What is being asked :: Your task is to find every line in the records that holds the string "bugzilla" and copy it.

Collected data

PR #629, opened 2017-01-04
Warn when injecting XCCDF 1.1 results into an ARF

mpreisler:
OpenSCAP can do it but the result won't be a valid ARF, only XCCDF 1.2
is allowed in ARFs.

Example:
```
oscap xccdf eval --verbose WARNING --results-arf /tmp/arf.xml ~/d/scap-security-guide/RHEL/7/output/ssg-rhel7-xccdf-1.2.xml 
WARNING: This content points out to the remote resources. Use `--fetch-remote-resources' option to download them.
WARNING: Skipping https://www.redhat.com/security/data/oval/com.redhat.rhsa-RHEL7.xml.bz2 file which is referenced from XCCDF content
```

vs.

```
$ oscap xccdf eval --verbose WARNING --results-arf /tmp/arf.xml ~/d/scap-security-guide/RHEL/7/output/ssg-rhel7-xccdf.xml 
WARNING: This content points out to the remote resources. Use `--fetch-remote-resources' option to download them.
WARNING: Skipping https://www.redhat.com/security/data/oval/com.redhat.rhsa-RHEL7.xml.bz2 file which is referenced from XCCDF content
W: oscap: Exporting ARF from XCCDF 1.1 is not allowed by SCAP specification. The resulting ARF will not validate. Convert the input to XCCDF 1.2 to get valid ARF results.
```

### DIFF
--- a/src/DS/rds.c
+++ b/src/DS/rds.c
@@ -32,6 +32,7 @@
 #include "common/_error.h"
 #include "common/util.h"
 #include "common/list.h"
+#include "common/debug_priv.h"
 
 #include "ds_common.h"
 #include "ds_rds_session.h"
@@ -600,6 +601,13 @@ static void ds_rds_add_xccdf_test_results(xmlDocPtr doc, xmlNodePtr reports,
 		const char* report_request_id, struct oscap_htable *arf_report_mapping)
 {
 	xmlNodePtr root_element = xmlDocGetRootElement(xccdf_result_file_doc);
+
+	if (root_element->ns && root_element->ns->href &&
+			oscap_str_endswith((const char*)root_element->ns->href, "xccdf/1.1")) {
+		dW("Exporting ARF from XCCDF 1.1 is not allowed by SCAP specification. "
+		   "The resulting ARF will not validate. Convert the input to XCCDF 1.2 "
+		   "to get valid ARF results.");
+	}
 
 	// There are 2 possible scenarios here:
 
--- a/src/DS/rds.c
+++ b/src/DS/rds.c
@@ -606,7 +606,8 @@ static void ds_rds_add_xccdf_test_results(xmlDocPtr doc, xmlNodePtr reports,
 			oscap_str_endswith((const char*)root_element->ns->href, "xccdf/1.1")) {
 		dW("Exporting ARF from XCCDF 1.1 is not allowed by SCAP specification. "
 		   "The resulting ARF will not validate. Convert the input to XCCDF 1.2 "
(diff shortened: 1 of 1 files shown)


src/DS/rds.c
```diff
@@ -601,6 +602,13 @@ static void ds_rds_add_xccdf_test_results(xmlDocPtr doc, xmlNodePtr reports,
 {
 	xmlNodePtr root_element = xmlDocGetRootElement(xccdf_result_file_doc);
 
+	if (root_element->ns && root_element->ns->href &&
```
rsprudencio: root_element is not getting checked to be non-NULL, if it's NULL this will lead to a NULL deref and crash in the best scenario.

mpreisler: Unless you pass an invalid doc it won't be NULL. The rest of the code of the function also assumes it's non-NULL.

What do you suggest I change?

rsprudencio: I know, but if anyone ever uses this passing NULL arg or maybe malformed xmlDoc it might lead to NULL deref. I know it's a corner case, but I'd put some null checking before dereferencing that pointer just to be sure.

mpreisler: I'd have to change the entire function for that to have any effect. The rest of the function is unrelated to this change. Furthermore, the function is only used internally.

Do you feel strongly about adding the check?

rsprudencio: @mpreisler actually I saw several functions not checking that, I think we can skip it here and do a security refactoring later on

src/DS/rds.c
```diff
@@ -601,6 +602,13 @@ static void ds_rds_add_xccdf_test_results(xmlDocPtr doc, xmlNodePtr reports,
...
+			oscap_str_endswith((const char*)root_element->ns->href, "xccdf/1.1")) {
+		dW("Exporting ARF from XCCDF 1.1 is not allowed by SCAP specification. "
+		   "The resulting ARF will not validate. Convert the input to XCCDF 1.2 "
```
yuumasato: Convertion of XCCDF 1.1 to XCCDF 1.2 is done through `xccdf_1.1_to_1.2.xsl`, right? Should we point users to this?

mpreisler: Good point, I will change that.

mpreisler: Fixed

mpreisler:
Will wait for jenkins to finish and then self-merge, @yuumasato reviewed this and I made a fix based on his feedback.

PR #630, opened 2017-01-04
Make WARNING the default verbosity level

mpreisler:
~~DO NOT MERGE, up for discussion.~~

@jan-cerny I have noticed that your oscap_set_verbose code defaults to unknown verbosity and no output. Do you recall what was the reasoning behind that? I expected WARNING level by default and stderr output, which is what this PR does.

Does the UNKNOWN verbose level have any meaning? It seems it's just used to flag that `oscap_set_verbose` was never run with non-NULL verbosity level.

Perhaps I am missing something.

### DIFF
--- a/tests/API/OVAL/unittests/test_external_variable.sh
+++ b/tests/API/OVAL/unittests/test_external_variable.sh
@@ -9,7 +9,10 @@ stderr=$(mktemp ${name}.err.XXXXXX)
 echo "stderr file: $stderr"
 
 $OSCAP oval eval --results $result --variables $srcdir/external_variables.xml $srcdir/$name.oval.xml 2> $stderr
-[ ! -s $stderr ] && rm $stderr
+# filter out the expected warnings in stderr
+sed -i -E "/^W: oscap:     Referenced variable has no values \(oval:x:var:[13689]\)/d" "$stderr"
+[ -f $stderr ]; [ ! -s $stderr ]; rm $stderr
+
 [ -s $result ]
 
 assert_exists 10 '/oval_results/oval_definitions/variables/external_variable'
--- a/tests/API/OVAL/unittests/test_external_variable.sh
+++ b/tests/API/OVAL/unittests/test_external_variable.sh
@@ -10,7 +10,8 @@ echo "stderr file: $stderr"
 
 $OSCAP oval eval --results $result --variables $srcdir/external_variables.xml $srcdir/$name.oval.xml 2> $stderr
 # filter out the expected warnings in stderr
-sed -i -E "/^W: oscap:     Referenced variable has no values \(oval:x:var:[13689]\)/d" "$stderr"
+
+sed -i -E "/^W: oscap:[ ]+Referenced variable has no values \(oval:x:var:[13689]\)/d" "$stderr"
 [ -f $stderr ]; [ ! -s $stderr ]; rm $stderr
 
 [ -s $result ]
--- a/src/XCCDF/public/xccdf_session.h
+++ b/src/XCCDF/public/xccdf_session.h
@@ -358,8 +358,11 @@ int xccdf_session_load_oval(struct xccdf_session *session);
  *
  * @memberof xccdf_session
  * @param session XCCDF Session
+ * @param plugin_name Name of the plugin to load
+ * @param quiet If true we will not output errors if loading fails
  * @returns zero on success
  */
+int xccdf_session_load_check_engine_plugin2(struct xccdf_session *session, const char* plugin_name, bool quiet);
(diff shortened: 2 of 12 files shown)


mpreisler:
(The Jenkins failure is expected)

jan-cerny:
@mpreisler 

I think that UNKNOWN level doesn't have any meaning, probably it is just a fallback value for oscap_string_to_enum.

However, now, in OpenSCAP you must directly specify verbosity level. The '--verbose' has a required argument.

If you omit the level, you will get an error:

```
oscap oval eval --verbose  /usr/share/xml/scap/ssg/content/ssg-fedora-oval.xml 
ERROR:    Invalid verbosity level! Verbosity level must be one of: DEVEL, INFO, WARNING, ERROR.
```

What's the reason behind this pull request? Do you want to reuse the function somewhere else? Or did you want to make the code more readable?

mpreisler:
I want to make "warnings and up" visible by default, even without `--verbose`

jan-cerny:
@mpreisler OK, That makes sense. Great idea! I think we can ignore the UNKNOWN value and default to WARNING.

mpreisler:
@dahaic How do you feel about changing this in a maintenance branch? `maint-1.2`. If everything goes well there will be no change in output, if there are any warnings they will be shown in `stderr`.

dahaic:
Personally, I see it as a bugfix, because proposed behaviour is something I would expect from any utility. So I have no issues with inclusion into the maintenance branch.

mpreisler:
Ok, so we have a consensus here. I will change the tests accordingly and finish this up.

jan-cerny:
@mpreisler The Jenkins fail here looks legit, there are multiple failing test cases in XCCDF directory.

mpreisler:
> @mpreisler The Jenkins fail here looks legit, there are multiple failing test cases in XCCDF directory.

Yeah, it's expected. Check out comment https://github.com/OpenSCAP/openscap/pull/630#issuecomment-270515296

I need to change the tests one by one.

mpreisler:
TODO:
- tests/API/XCCDF/applicability
- tests/API/XCCDF/unittests
- tests/API/XCCDF/variable_instance
- tests/bz2
- tests/DS
- tests/probes/sysctl

mpreisler:
```
$ cat /tmp/test_remediation_subs_unresolved.out.RClcIQ
W: oscap: The xccdf:rule-result/xccdf:instance element was not found.
```

This looks like a serious bug found by this change. I will investigate further after I fix up the rest.

mpreisler:
Does anybody understand the code at https://github.com/OpenSCAP/openscap/blob/maint-1.2/src/XCCDF_POLICY/xccdf_policy_substitute.c#L168 ? I think it might be mistaking fix/instance with rule-result/instance but I don't know enough about this part of OpenSCAP to know for sure.

@jan-cerny @ybznek

rsprudencio:
The only instance I can recall in the specs is the one related to textfilecontent result and according to the code, that's the correct relation: `xccdf_rule_result_get_instances(data->rule_result);`

I don't know the relation between those instances and this text substitution though, sorry :disappointed:

mpreisler:
I took another look and the instance it's looking for is really not in the rule-results. So it could be that the code is fine. I am leaning towards backlisting this warning in the test. So we will keep warning about this situation but the tests will pass when this warning is in that particular test. I will make the commit shortly.

mpreisler:

rsprudencio:

mpreisler:
> @openscap-jenkins test this please

This was passed before AFAIK.

rsprudencio:
> This was passed before AFAIK.

Yes I know, I was testing Jenkins, it's only failing on SSG PR's :disappointed:

tests/API/OVAL/unittests/test_external_variable.sh
```diff
@@ -9,7 +9,10 @@ stderr=$(mktemp ${name}.err.XXXXXX)
 echo "stderr file: $stderr"
 
 $OSCAP oval eval --results $result --variables $srcdir/external_variables.xml $srcdir/$name.oval.xml 2> $stderr
-[ ! -s $stderr ] && rm $stderr
+# filter out the expected warnings in stderr
+sed -i -E "/^W: oscap:     Referenced variable has no values \(oval:x:var:[13689]\)/d" "$stderr"
```
jan-cerny: What if the indentation level will change in future? I would put here instead of 6 spaces a regular expression matching at least one space.

mpreisler: Fixed

jan-cerny:
@mpreisler Great job! Thank you.

PR #641, opened 2017-01-09
Make sure OSCAP_FULL_VALIDATION=1 is in TESTS_ENVIRONMENT of all the test Makefile.am files

mpreisler:
For some reason it was omitted in some cases. Probably copy paste errors. I have added it everywhere.

I had to blacklist 2 test cases in tests/nist, I commented why.

### DIFF
--- a/tests/nist/nist_test.sh
+++ b/tests/nist/nist_test.sh
@@ -15,7 +15,7 @@ function test_nist {
 	mkdir -p "${builddir}/tests/nist/$test_dir/"
 	(
 		# workaround for OVAL 5.4 issue where var_ref regex pattern is too
-		# strict and doesn't allow numbers or underscores
+		# strict and doesnt allow numbers or underscores
 		if [ "x$test_dir" == "xR1100" ]; then
 			unset OSCAP_FULL_VALIDATION
 		fi
--- a/tests/nist/nist_test.sh
+++ b/tests/nist/nist_test.sh
@@ -13,7 +13,19 @@ function test_nist {
 	test_dir="$1"
 	# make sure the output dir in builddir exists
 	mkdir -p "${builddir}/tests/nist/$test_dir/"
-	"${srcdir}/test_worker.py" --scanner "$OSCAP" --outputdir "${builddir}/tests/nist/$test_dir/" "${srcdir}/$test_dir/"
+	(
+		# workaround for OVAL 5.4 issue where var_ref regex pattern is too
+		# strict and doesn't allow numbers or underscores
+		if [ "x$test_dir" == "xR1100" ]; then
+			unset OSCAP_FULL_VALIDATION
+		fi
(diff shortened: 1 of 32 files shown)


mpreisler:
```
$ find . -name Makefile.am -print0 | xargs -r0 grep -L 'OSCAP_FULL_VALIDATION'
./API/CPE/Makefile.am
./API/XCCDF/Makefile.am
./API/Makefile.am
./probes/Makefile.am
./Makefile.am
```

All of these are Makefiles that don't do any testing themselves, they just reference their subdirs.

tests/nist/nist_test.sh
```diff
@@ -13,7 +13,19 @@ function test_nist {
...
+			unset OSCAP_FULL_VALIDATION
+		fi
+		# workaround for missing idref in <platform> in an internally used
+		# XCCDF. this XCCDF is never exported and only used internally.
+		if [ "x$test_dir" == "xR1200" ]; then
+			unset OSCAP_FULL_VALIDATION
+		fi
+		"${srcdir}/test_worker.py" --scanner "$OSCAP" --outputdir "${builddir}/tests/nist/$test_dir/" "${srcdir}/$test_dir/"
+	)
 	ret_val=$?
```
dahaic: I would vote for changing the subshell monster to remembering the variable before and resetting it back afterwards :). It currently breaks default vim syntax.. (and is ugly, anyway)

mpreisler: That does not work, check the source for details. We have to unset and we have to do it in a subshell. Unfortuantely, oscap checks whether OSCAP_FULL_VALIDATION is non-NULL, setting it to 0 or "" still makes it non-NULL.

mpreisler: Read https://github.com/OpenSCAP/openscap/blob/maint-1.2/utils/oscap-xccdf.c#L463 and weep :D

mpreisler: I guess we could unset and then reset in the same shell but the logic would be more complex than the subshell.

dahaic: Ok, this is quite ugly. But it does not break syntax highlight :)

`env | grep 'OSCAP_FULL_VALIDATION=' && local reset_command="OSCAP_FULL_VALIDATION=1"
...
eval $reset_command`

mpreisler: image

This is gvim. Could it be that you have some custom broken syntax highlighting plugins? I just use vim inbuilt for bash.

```
$ gvim --version
VIM - Vi IMproved 8.0 (2016 Sep 12, compiled Dec 15 2016 16:47:14)
Included patches: 1-133
Modified by <bugzilla@redhat.com>
Compiled by <bugzilla@redhat.com>
```

dahaic: I have checked it on various systems, and the issue is on RHEL7 machines, not present on Fedora.
highlight

PR #646, opened 2017-01-11
Check for errors when mounting image or guestfs domain in oscap-vm

mpreisler:
Otherwise we would still run oscap on an empty dir and potentially provide misleading results.

Fixes https://bugzilla.redhat.com/show_bug.cgi?id=1391754


rsprudencio:
Looks great to me 😄

PR #812, opened 2017-08-28
RHBZ#1485876: Fix oscap running out of memory

jan-cerny:
https://bugzilla.redhat.com/show_bug.cgi?id=1485876

### DIFF
--- a/src/DS/sds.c
+++ b/src/DS/sds.c
@@ -624,7 +624,7 @@ static inline int ds_sds_compose_component_add_script_content(xmlNode *component
 	}
 }
 
-static int ds_sds_compose_add_component_internal(xmlDocPtr doc, xmlNodePtr datastream, const char* filepath, const char* comp_id, bool extended)
+static int ds_sds_compose_add_component_internal(xmlDocPtr doc, xmlNodePtr datastream, struct oscap_source *component_source, const char* comp_id, bool extended)
 {
 	xmlNsPtr ds_ns = xmlSearchNsByHref(doc, datastream, BAD_CAST datastream_ns_uri);
 	if (!ds_ns)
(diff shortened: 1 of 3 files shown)


jan-cerny:
Now I'll look into how to avoid loading evertyhing twice.

jan-cerny:
So far I have reduced memory usage on my test command `oscap xccdf eval --oval-results --results results.xml --report report.html /usr/share/xml/scap/ssg/content/ssg-rhel7-xccdf.xml` from 923 MB to 826 MB. Although I reduced it about 10 %, I think it's still too much.

mpreisler:
Good job!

Written reply ::
Modified by <bugzilla@redhat.com>
Compiled by <bugzilla@redhat.com>
Fixes https://bugzilla.redhat.com/show_bug.cgi?id=1391754
https://bugzilla.redhat.com/show_bug.cgi?id=1485876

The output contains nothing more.